Consistent estimation of distribution functions under increasing concave and convex stochastic ordering

TL;DR

This paper develops nonparametric estimators for conditional distribution functions under increasing concave and convex stochastic orders, proving their uniform consistency and convergence rates for both discrete and continuous covariates.

Contribution

It introduces novel nonparametric estimators for conditional distributions constrained by stochastic orders, with theoretical guarantees.

Findings

Establishes uniform consistency of the estimators.

Derives convergence rates for discrete and continuous covariates.
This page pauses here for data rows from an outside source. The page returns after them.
PR #73, opened 2023-02-19
[WIP] Plum 2

### LINKED ISSUE #10: Hack some way to dispatch on number of dimensions of numpy/jax arrays
It would be nice (even though admittedly hacky) if we could dispatch on the number of dimensions of a jax/numpy array, which can be probed with `.ndim` on an instance.

This is admittedly not part of the type information in python, but maybe we can hack it in?

I was thinking of creating a custom parametric type for signatures, but then the problem is resolving the call signature and bringing this information from the value domain to the type domain.

This happens in `parametric.py` if I am not mistaken, and would require changing this function to allow hacking in some custom types... 
Do you have any idea on what would be the best way to implement this?

```python
def type_of(obj):
    """Get the Plum type of an object.

    Args:
        obj (object): Object to get type of.

    Returns
        ptype: Plum type of `obj`.
    """
    if isinstance(obj, list):
        return List(_types_of_iterable(obj))

    if isinstance(obj, tuple):
        return Tuple(*(type_of(x) for x in obj))

    return ptype(type(obj))
```

### LINKED ISSUE #28: Support for `Protocol`s
[`Protocol`](https://docs.python.org/3/library/typing.html#typing.Protocol)s were introduced in Python 3.8 by [PEP 544](https://www.python.org/dev/peps/pep-0544/), and it would be awesome if Plum could handle them.

A simple use case would look like this:
```py
from typing import Any, Protocol
from plum import dispatch

class Named(Protocol):
    name: str

class Person:
    def __init__(self, name: str, age: int) -> None:
        self.name: str = name
        self.age: int = age

@dispatch
def greet(anyone: Any) -> None:
    print('Hi!')

@greet.dispatch
def _greet_named(named: Named) -> None:
    print(f'Hello, {named.name}')

me = Person('Ruan', 24)
greet(me)
# should print "Hello, Ruan"
# currently throws the following error:
# TypeError: Instance and class checks can only be used with @runtime_checkable protocols
```

Another use case is what I am actually interested in: using [dataclasses](https://docs.python.org/3/library/dataclasses.html). Dataclasses can be identified by a special attribute: `__dataclass_fields__` (see python/mypy#8578), so that I could write
```py
class Dataclass(Protocol):
    __dataclass_fields__: Dict[str, Any]

@dispatch
def do_something(dataclass_instance: Dataclass):
    ...
```

I have no idea how to proceed to implement this, but I'm interested in seeing this in Plum and would love to help in any way I can.
Just for the record, [Dry Python Classes](https://github.com/dry-python/classes) has this feature, we could take some inspiration from them.

### LINKED ISSUE #48: Issue when the output is the a Generator
It seems that the plum has issue in dispatch function when the output is Generator

I have the sample code as
```
from typing import Generator, List
from plum import dispatch
class Convert():
    @dispatch
    def run(self, input: List[int, ]) -> Generator[int, None, None]:
        for item in input:
            yield int(item)

    @dispatch
    def run(self, input: List[float, ]) -> Generator[float, None, None]:
        for item in input:
            yield float(item)
```

I got
```
  File "/Users/zwu/miniconda3_x86/envs/exs-orionbssfloes/lib/python3.7/site-packages/IPython/core/interactiveshell.py", line 3552, in run_code
    exec(code_obj, self.user_global_ns, self.user_ns)
  File "<ipython-input-26-2a8843a2d5ae>", line 1, in <module>
    class Convert():
  File "<ipython-input-26-2a8843a2d5ae>", line 3, in Convert
    def run(self, input: List[int, ]) -> Generator[int, None, None]:
  File "/Users/zwu/miniconda3_x86/envs/exs-orionbssfloes/lib/python3.7/site-packages/plum/dispatcher.py", line 43, in __call__
    signature, return_type = extract_signature(method)
  File "plum/function.py", line 120, in plum.function.extract_signature
  File "/Users/zwu/miniconda3_x86/envs/exs-orionbssfloes/lib/python3.7/site-packages/plum/type.py", line 409, in ptype
    f'There is currently no support for "{obj}". '
NotImplementedError: There is currently no support for "typing.Generator[int, NoneType, NoneType]". Please open an issue at https://github.com/wesselb/plum/issues
```

### LINKED ISSUE #53: The `type_of` could be very slow
Hi, thanks for the nice project! 

I found that the [_types_of_iterable](https://github.com/wesselb/plum/blob/fb1ecf1733147d23fbb08d3f37b65425d76e9465/plum/parametric.py#L613) could be very slow if the iterable is very large. This could be a big problem for practical application. Is there any solution for this?

### LINKED ISSUE #54: How to handle doc strings
How do doc strings work with several methods? It would be nice to put different doc strings in different methods. I don't think this works.

Is there a recommended way then ? Maybe put one big doc string in the first method?

### LINKED ISSUE #66: [FeatReq] support for literal types
This seems to be mentioned in the discuss of https://github.com/wesselb/plum/issues/53#issuecomment-1220323266
While I was trying to dispatch with `typing.Literal[True]` it fails.
Can we add this functionality?
TIA.

### LINKED ISSUE #68: Plum 2
### What is This?
This issue proposes possible major improvements for a version two of the package.  The goal is to start a discussion around these proposals. If you agree or disagree with some or all of changes, or think that other improvements are missing, then please do share your thoughts by commenting below. :) Tagging @PhilipVinc, @tbsexton, @leycec, and @seeM here since they have been involved in recent relevant discussions.

None of the proposed changes should change current behaviour, thus maintaining backwards compatibility. I'll be continuously updating and adding to this issue over time.

The list of proposed improvements is as follows:

### Instance-Check-Based Dispatch
Instead of performing dispatch based on the types of the arguments, perform dispatch entirely using `isinstance`, hence fully eliminating the need to use `type_of`. [See this proposal by @tbsexton.](https://github.com/wesselb/plum/issues/53#issuecomment-1274235670) The massive benefit of doing things this way is it becomes _much_ easier to support types like `Literal`s (#66), `Protocol`s (#28), `numpy` arrays with a specific number of dimensions (#10), and `PyTree`s ([Stheno #21](https://github.com/wesselb/stheno/issues/21)).

The big downside of this change is that performance will take a hit, since instance checks will need to happen every time dispatch happens. However, by using @beartype (@leycec), instance checks will be blazingly fast, so the performance hit should be minimal. Moreover, caching is still possible for functions with a so-called _faithful dispatch tree_ ([see here](https://github.com/wesselb/plum/issues/53#issuecomment-1288103843)), so we should get the best of both worlds!

Although dispatch will not rely on `type_of` anymore, other functionality of the package still does, such as [promotion](https://github.com/wesselb/plum/blob/master/plum/promotion.py). Hence, a `type_of` function is still necessary.

### Postponed Evaluation of Types
[@beartype](https://github.com/beartype/beartype/issues/7#issuecomment-1251978495) now includes `beartype.peps.resolve_pep538()`, which should handle PEP538-style postponed types for us. A massive thanks to @leycec for this!! This allows us to get rid of all use of `inspect`, which I believe currently is causing performance issues ([Stheno #25](https://github.com/wesselb/stheno/issues/25)). Deferring the responsibility of handling postponed evaluation of types to @beartype should _significantly_ simplify the internals of the package.

### Wrapping of Types
Internally Plum currently wraps types in its own types. We should get rid of those entirely and use types from `typing`. This does pose a challenge for some more advanced custom types, such as `PromisedType`.

### Compatibility with Modern Tooling
Whatever Plum does should be compatible with modern tooling. Think `mypy`, `pylance` (#51), and possible others.

wesselb:
Status: done! Ready to go?!

_Massive_ simplification of the internal design. Closes #68. Gets rid of wrapping types into "Plum types" and other unnecessary complexity.

Breaking changes:
* Hopefully, nearly none. If everything goes according to plan, this release should be nearly backwards compatible.
* Since `type_of` is now gone (see below), `runtime_type_of` is gone too from the API of `parametric`.
* Renames `autoreload.activate` to `activate_autoreload` and `autoreload.deactivate` to `deactivate_autoreload`.

Changes:
* The tests are now setup in a more systematic way. This caught a few subtle bugs.
* Fully depends on @beartype to handle the hard stuff, which means that we may now enjoy the fruits of @leycec's hard work!
    * Fixes #10. This could be implemented simply by using types such as from [`nptyping`](https://github.com/ramonhagenaars/nptyping). The problem is that these types currently do not yet support subclass checks, which means that they are not usable as is. One solution is to extend `nptyping`; another is to hack something together. See the example below.
    * Fixes #28. Not actually fixed, but we now support `Protocol`s to the extent @beartype does.
    * Fixes #48. As above.
    * Fixes #66. Fully supported.
* Gets rid of `type_of` and therefore all associated issues (@tbsexton). 
   * Fixes #53.
* Merges #34, with some changes. (Closes #34.)

New features:
* Union aliases, which must be enabled explicitly. See below.
* Better support docstrings. (Fixes #54.)

Outstanding issues:
* Plum still cannot really conveniently be used with tooling like `mypy`. I'm still not sure what the best way to address this is.

## Show me Something Cool!

It will finally be possible to properly dispatch on NumPy array shapes and sizes without making major concessions. The below example will be functional:

```python
from plum import dispatch, parametric
from typing import Any, Optional, Tuple, Union

import numpy as np


class NDArrayMeta(type):
    def __instancecheck__(self, x):
        if self.concrete:
            shape, dtype = self.type_parameter
        else:
            shape, dtype = None, None
        return (
            isinstance(x, np.ndarray)
            and (shape is None or x.shape == shape)
            and (dtype is None or x.dtype == dtype)
        )


@parametric
class NDArray(np.ndarray, metaclass=NDArrayMeta):
    @classmethod
    @dispatch
    def __init_type_parameter__(
        cls,
        shape: Optional[Tuple[int, ...]],
        dtype: Optional[Any],
    ):
        """Validate the type parameter."""
        return shape, dtype

    @classmethod
    @dispatch
    def __le_type_parameter__(
        cls,
        left: Tuple[Optional[Tuple[int, ...]], Optional[Any]],
        right: Tuple[Optional[Tuple[int, ...]], Optional[Any]],
    ):
        """Define an order on type parameters. That is, check whether
        `left <= right` or not."""
        shape_left, dtype_left = left
        shape_right, dtype_right = right
        return (
            (shape_right is None or shape_left == shape_right)
            and (dtype_right is None or dtype_left == dtype_right)
        )


@dispatch
def f(x: np.ndarray):
    print("Any NP array!")


@dispatch
def f(x: NDArray[(2, 2), None]):
    print("A 2x2 array!")


@dispatch
def f(x: NDArray[None, int]):
    print("An int array!")


@dispatch
def f(x: NDArray[(2, 2), int]):
    print("A 2x2 int array!")


f(np.ones((3, 3)))       # Any NP array!
f(np.ones((3, 3), int))  # An int array!
f(np.ones((2, 2)))       # A 2x2 array!
f(np.ones((2, 2), int))  # A 2x2 int array!
```

## Union Aliases

I've been wanting this feature for a long time. It must be enabled explicitly, since it messes with `typing.Union.__repr__`:

```python
from typing import Union
from plum import activate_union_aliases, set_union_alias

activate_union_aliases()
set_union_alias(Union[int, str], alias="IntStr")
```

```python
>>> Union[int, complex]
typing.Union[int, complex]

>>> Union[int, complex, str]
typing.Union[IntStr, complex]
```

One quirk is that is aliases will always be printed within a `typing.Union`:

```python
>>> Union[int, str]
typing.Union[IntStr]
```

This is delibrate and is to prevent code which parses how unions print from breaking. E.g., just printing `IntStr` would eliminate the `[` and `]`.

## Better Support for Docstrings

```python
from numbers import Number

from plum import dispatch

@dispatch.abstract
def f(x: Number, y: Number):
    """Multiply two numbers."""


@dispatch
def f(x: float, y: float):
    """Multiply two floats."""
    return x * y


@dispatch
def f(x: int, y: int):
    """Multiply two ints."""
    return x * y

```

Then calling `help(f)` produces

```
Help on Function in module __main__:

f(x: numbers.Number, y: numbers.Number)
    Multiply two numbers.

    This function has further implementations documented below.

    f(x: float, y: float)
        Multiply two floats.

    f(x: int, y: int)
        Multiply two ints.
```


wesselb:
@PhilipVinc At last, I've managed to put together the changes I've had in mind for a long time. Would you mind checking whether this release is really backwards compatible on your end?

leycec:
**Phenomenal.** It's fascinating that you dramatically simplified the codebase, resolved outstanding issues, *and* implemented a swath of new features. Usually, those are competing design goals. But you had your plum cake and ate it, too! :cake: 

The NumPy example is so elegantly concise. I'm not even sure what's going on there, frankly... but I like it.

## Now I'm Gonna Bore Everyone (Including Myself)

As an ignorable nitpick, `dtype: Optional[type]` is *probably* a bit too permissive. @beartype itself struggled with proper `dtype` detection until [I implemented a painfully non-trivial `numpy.typing.NDArray` handler](https://github.com/beartype/beartype/blob/398823663d8fa0df7874d7b19060a8a8003345cf/beartype/_util/hint/pep/mod/utilmodnumpy.py#L48). The effort was so exhausting that I simply gave up on supporting any *other* non-standard NumPy type hints. To summarize matters:

* `typing.Any` is a valid dtype unsurprisingly matching all possible dtypes. Don't ask. I didn't. What we *should* ask is: "Uhm. How can I annotate a type hint as accepting `Any`?" I... don't actually know the answer to that. `typing.Literal` only supports six types. `Any` is not one of them. Moreover, the runtime implementation of `Any` varies wildly across Python versions. Under new Python versions, it's a standard class; under older Python versions, it's a non-standard `_SpecialForm` singleton. In other words... let's pretend that `typing.Any` is *not* a valid dtype.
* Ignoring `typing.Any`, it's still excrutiatingly non-trivial to match the set of all valid dtypes at runtime. As far as I can tell, a `dtype` is any object that either:
  * Can be passed as is to the `numpy.dtype.__init__()` constructor *without* raising an exception.
  * Has a `type` attribute whose value is a subclass of one or more abstract base classes (ABCs) in the set `NUMPY_DTYPE_TYPE_ABCS` (defined below):

```python
from numpy import (  # pyright: ignore[reportMissingImports]
    character,
    complexfloating,
    flexible,
    floating,
    generic,
    inexact,
    integer,
    number,
    signedinteger,
    unsignedinteger,
)

# Frozen set of all NumPy scalar data type abstract base classes.
NUMPY_DTYPE_TYPE_ABCS = ((
    character,
    complexfloating,
    flexible,
    floating,
    generic,
    inexact,
    integer,
    number,
    signedinteger,
    unsignedinteger,
))
```

Basically, it's madness. But `dtype: Optional[type]` sadly is *not* right, now that I've delved beyond the Mountains of Madness above. Although it just reduces to a noop, `dtype: Any` is probably the best that can be done at the moment.

Of course, NumPy *also* provides a [`numpy.typing.DtypeLike`](https://numpy.org/doc/stable/reference/typing.html#numpy.typing.DTypeLike) type hint. If that hint actually worked at runtime, that would solve all your problems. You could just write `dtype: Optional[numpy.typing.DtypeLike]`. But last I checked, that hint did *not* work at runtime. Maybe it does now? It's feels like forever since I submitted a NumPy issue about that.

I exhale with exhaustion. :face_exhaling:

patrick-kidger:
This is cool to see! (Thanks to @mthiboust for pointing me at the fact that this I have a whole pile of questions.

---

Regarding array types.

> This could be implemented simply by using types such as from nptyping. The problem is that these types currently do not yet support subclass checks, which means that they are not usable as is.

So [jaxtyping](https://github.com/google/jaxtyping) provides array types, parameterised by shape and dtype, that *do* support `isinstance` checks. Despite the name it also supports NumPy/PyTorch/etc, and works with both runtime and static type checking out-of-the-box, so it's now my recommended approach for all kinds of array typing.

I'm a big fan of Plum. Based on #68 (that all checks happen via `isinstance`), my hope was that jaxtyping and Plum v2 would work smoothly with each other out-of-the-box!

I can see here that you mention subclass checks. Do I understand correctly here that it would also be helpful if e.g. `issubclass(jax.Array, jaxtyping.Float[jax.Array, "size1 size2"]) == True`? (Morally speaking that's seems backward, of course?) I'd be happy to tweak jaxtyping if it is needed for compatibility.

---

Union aliases: what's the use case for this, out of curiosity?

---

A question for @leycec: last I checked, beartype checked random container elements. In order to perform reliable dispatch here, does beartype now provide a mode for comprehensive checking? (A la typeguard.)

If so then that'd be great. My personal use cases involve a tracing JIT compiler, so until now I've been preferring the reliablity of typeguard -- the overhead doesn't affect me since the checking only happens at trace (compile) time without impacting runtime.

---

Dtype handling: blech, I've bumped into this problem too. I sympathise.

For that matter:
```python
import numpy as np
array = np.array(1, dtype=np.float32)
print(array.dtype)        # dtype('float32')
print(array.dtype.type)   # <class 'numpy.float32'>
print(type(array.dtype))  # <class 'numpy.dtype[float32]'>
```
For some reason numpy has three distinct objects representing the same concept!

tbsexton:
Chiming in here since I was involved in #68 discussion a bit; @patrick-kidger and @wesselb I may be remembering wrong but I'm pretty sure the new system is using something _like_ `isinstance`, but is actually casting to beartype `TypeHints` to reason about things... a la the `beartype.is_bearable()` function. They're all instance checks, yes, but the logi behind them bypasses native `isinstance` (because, as @leycec would say, that is slow :sweat_smile:)

FOr `issubclass(jax.Array, jaxtyping.Float[jax.Array, "size1 size2"]) == True` being useful, you'd probably get a kick out of reading #53 ! THere's a...um... a *lot* there, but fundamentally I think @wesselb has a caching-based speedup if a type is "faithful", i.e. that 

```python 
isinstance(x, Type) == issubclass(type(x), Type)
```

This is complicated by the fact that beartype handles waaaaay more cases and odd situations at runtime than those functions do, so really I think you should check in beartype that 

```python 
is_bearable(x, Type) == TypeHint(type(x))<=Type
```

So now the key issue is when `type(x)` lies to us, which is _often_ (again, that thread has loads of examples), and this is why I'm pretty sure Plum is relying on `is_bearable` much more directly. (Totally correct me if I'm wrong here, guys!)

I think you can guarantee that `jaxtyping` provides faithful types by using beartype's [upcoming plugin api](https://github.com/beartype/beartype/issues/192) that gives us a protocol to allow user-created types to report their own runtime `TypeHints` that plum can then check against a `Type`, which will be "faithful" by design. @leycec ?

wesselb:
@leycec 

> Although it just reduces to a noop, dtype: Any is probably the best that can be done at the moment.

I was aware typing for data types was a mess, but I wasn't aware that it was this big of a mess. 😩 `Any` it is! `numpy.typing.DTypeLike` indeed does not support instance/subclass checks. If only life were so simple...

> I'd like to help boost Plum's visibility. This is an open-ended offer that you may graciously refuse at any time – especially including now. But... would you like to join the https://github.com/beartype organization?

_Whoa!_ This is an _incredibly_ kind offer, which I very much appreciate. I've sent you an email to discuss the matter on a more private medium. :)

---

@patrick-kidger 

> I'm a big fan of Plum. Based on https://github.com/wesselb/plum/issues/68 (that all checks happen via isinstance), my hope was that jaxtyping and Plum v2 would work smoothly with each other out-of-the-box!

I believe that it should! If a type correctly implements `isinstance` and `issubclass`, then, from now on, that type should be compatible with Plum. I will try this myself shortly, but it would be _amazing_ if `jaxtyping` were supported!

> I can see here that you mention subclass checks.

Subclass checks are used to determine whether a type is a subtype of another type. I.e., if `issubclass(t1, t2)` then `t1` is assumed to be a subtype of `t2`. (Actually, most type hints don't support subclass checks, and that's where @beartype comes in! If, however, a type supports subclass checks, then that should suffice.) In your example, I believe we would want

```python
assert issubclass(jaxtyping.Float[jax.Array, "size1 size2"], jax.Array) 
assert not issubclass(jax.Array, jaxtyping.Float[jax.Array, "size1 size2"]) 
```

since a `jaxtyping.Float[jax.Array, "size1 size2"]` is a `jax.Array`, but not the other way around. As alluded to above, under the hood Plum uses @beartype, so what would actually be required is

```python
from beartype.door import TypeHint

assert TypeHint(jaxtyping.Float[jax.Array, "size1 size2"]) <= TypeHint(jax.Array) 
assert not TypeHint(jax.Array) <= TypeHint(jaxtyping.Float[jax.Array, "size1 size2"]) 
```

> Union aliases: what's the use case for this, out of curiosity?

Another project of mine is [LAB](https://github.com/wesselb/lab), where I try to define types like `B.Numeric` and `B.Int`, which would be types for general numerical objects and integers. (I think this pursues similar goals as `jaxtyping`!) Under the hood, `B.Numeric` and `B.Int` will be some very large union. When printing `B.Int` or when showing them in a rendered version of a docstring, instead of showing that whole union, I would just like to see `B.Int`.

> A question for @leycec: last I checked, beartype checked random container elements. In order to perform reliable dispatch here, does beartype now provide a mode for comprehensive checking? (A la typeguard.)

I believe there is such a mode! See [this part of the @beartype docs.](https://beartype.readthedocs.io/en/latest/api_decor/#beartype.BeartypeStrategy)

---

@tbsexton 

Yes, you are completely right!

Under the hood, the spirit of what's happening is a lot of `isinstance` and `issubclass` calls, but @beartype is used to make these calls work for type hints as well:

```
isinstance(x, t)   ->  is_bearable(x, t)
issubclass(t1, t2) -> TypeHint(t1) <= TypeHint(t2)
```

As you very correctly explain, the PR also implements the concept of "faithful" types, which are types `t` such that, for all `x`,

```python
isinstance(x, t) == issubclass(type(x), t)
```

An example of a faithful type is `int`. An example of an unfaithful type is `Literal[1]`.

Regardless of whether a type is faithful or not, dispatch should _always_ function correctly. If, however, a type is faithful, and Plum knows it is, clever caching can be used to also make dispatch super fast.

> I think you can guarantee that jaxtyping provides faithful

Oof, that would be _super_ nice, but might be difficult to achieve. For example, `type(np.array([1, 2])) == np.ndarray`, which loses shape and data type information. I'm not sure how you would work around this issue.

patrick-kidger:
Marvellous. Thanks for the all the answers. I've just updated jaxtyping; the latest HEAD should now support `issubclass`. I'll also do a new release in a few days once I've checked that nothing has broken internally.

Let me know if this seems to work with Plum v2.

Agreed that I don't think there's any way to make jaxtyping provide faithful types, unfortunately.

wesselb:
@patrick-kidger, that's fantastic! It seems to work perfectly. :)

```python
import jax
import jaxtyping as jt

from plum import dispatch


@dispatch
def f(x: jax.Array):
    return "An array!"


@dispatch
def f(x: jt.Float[jax.Array, "size1 size2"]):
    return "A 2D array of floats!"
```

```python
>>> import jax.numpy as jnp

>>> f(jnp.ones(5))
'An array!'

>>> f(jnp.ones((5, 5)))
'A 2D array of floats!'

>>> f(jnp.ones((5, 5), dtype=int))
'An array!'
```

wesselb:
Alright, I believe this PR is now ready to go. Hurray! :)

I may give it another week or so to double check compatibility with existing code. If there are no objections by then, I will proceed to merging this and tagging a new release.

wesselb:
@leycec I'm considering making the `O(n)` the default which is used in Plum and to let the users opt into `O(1)` or `O(0)`. I know you've got more than enough on your plate already, but I was wondering whether the `O(n)` strategy is on your radar. Please don't consider this a high priority request! The plan is to move forward with the `O(1)` strategy in the current release (but already opt into the `O(n)` strategy).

Provides theoretical validation for the proposed estimators.

Abstract

A random variable $Y_1$ is said to be smaller than $Y_2$ in the increasing concave stochastic order if $\mathbb{E}[\phi(Y_1)] \leq \mathbb{E}[\phi(Y_2)]$ for all increasing concave functions $\phi$ for which the expected values exist, and smaller than $Y_2$ in the increasing convex order if $\mathbb{E}[\psi(Y_1)] \leq \mathbb{E}[\psi(Y_2)]$ for all increasing convex $\psi$. This article develops nonparametric estimators for the conditional cumulative distribution functions $F_x(y) = \mathbb{P}(Y \leq y \mid X = x)$ of a response variable $Y$ given a covariate $X$, solely under the assumption that the conditional distributions are increasing in $x$ in the increasing concave or increasing convex order. Uniform consistency and rates of convergence are established both for the $K$-sample case $X \in \{1, \dots, K\}$ and for continuously distributed $X$.